Sob a organização sensível do professor Luiz de Jesus Dias da Silva e contando com
uma forte equipe de docentes e pesquisadores, os capítulos deste livro demonstram,
com rigor científico, a desejável articulação dos objetos próprios da pesquisa em
Arquitetura com a base teórica das disciplinas das ciências humanas e sociais. Assim,
pela forma com a qual fomenta a construção de um diálogo entre essas diversas
disciplinas, a leitura deste livro abre um leque de possibilidades metodológicas para a
pesquisa do habitar humano, abrangendo a compreensão dos mecanismos perceptivos
e buscando desvendar as lógicas culturais por meio da etnografia. Os autores ratificam,
desta forma, a inexorável ligação dos aspectos que compõem o lugar em suas
dimensões subjetivas e culturais.

Por todas estas razões, considero o livro muito pertinente.

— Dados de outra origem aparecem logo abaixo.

PR #188, opened 2021-02-06
Add typing to code

### LINKED ISSUE #185: Implement typing
Add typing annotations to the code

Serene-Arc:
Closes #185 

Adds some typing to most functions. It may not be all correct, but it will be verified during the refactor anyway, I just wanted to do this step as a PR before beginning.

### DIFF
--- a/src/downloaders/Direct.py
+++ b/src/downloaders/Direct.py
@@ -1,11 +1,12 @@
 import os
+import pathlib
 
 from src.downloaders.downloaderUtils import getExtension, getFile
 from src.utils import GLOBAL
 
 
 class Direct:
-    def __init__(self, directory, post):
+    def __init__(self, directory: pathlib.Path, post: dict):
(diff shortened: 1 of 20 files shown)


vladdoster:
Could you point out which parts you arent sure about the correctness since it is a large diff.

src/downloaders/Direct.py
```diff
@@ -1,11 +1,12 @@
 import os
+import pathlib
 
 from src.downloaders.downloaderUtils import getExtension, getFile
 from src.utils import GLOBAL
 
 
 class Direct:
-    def __init__(self, directory, post):
+    def __init__(self, directory: pathlib.Path, post: dict):
```
vladdoster, line 9: wouldn't the following be more appropriate?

Ele nos faz repensar os
postulados que transformaram a arquitetura contemporânea em uma obra
meramente “retiniana” (como diz Pallasmaa), uma obra feita para ser fotografada, mas
que não é mais capaz de abrigar nossos sonhos e anseios individuais e coletivos.

A maioria dos trabalhos deste livro mergulha o leitor na experiência do campo e


elucida as formas de compreensão das reações de afeto, das identificações, das
construções identitárias e do acionamento da memória emocional que o lugar
construído pode nos proporcionar. A arquitetura e o espaço urbano tornam-se pistas
para desvendar os sistemas de referências sociais e culturais e conhecer as pessoas
que neles vivem.

Além disso, sendo o recorte geográfico dos artigos composto de espacialidades


urbanas amazônicas (Belém, Manaus), o leitor receberá, de quebra, uma imersão nas
cores, nos cheiros, nas vozes e nos perfumes locais e sentirá, como eu sinto até hoje
desde a minha primeira visita a Belém, um profundo encantamento por uma das
regiões mais fantásticas do planeta.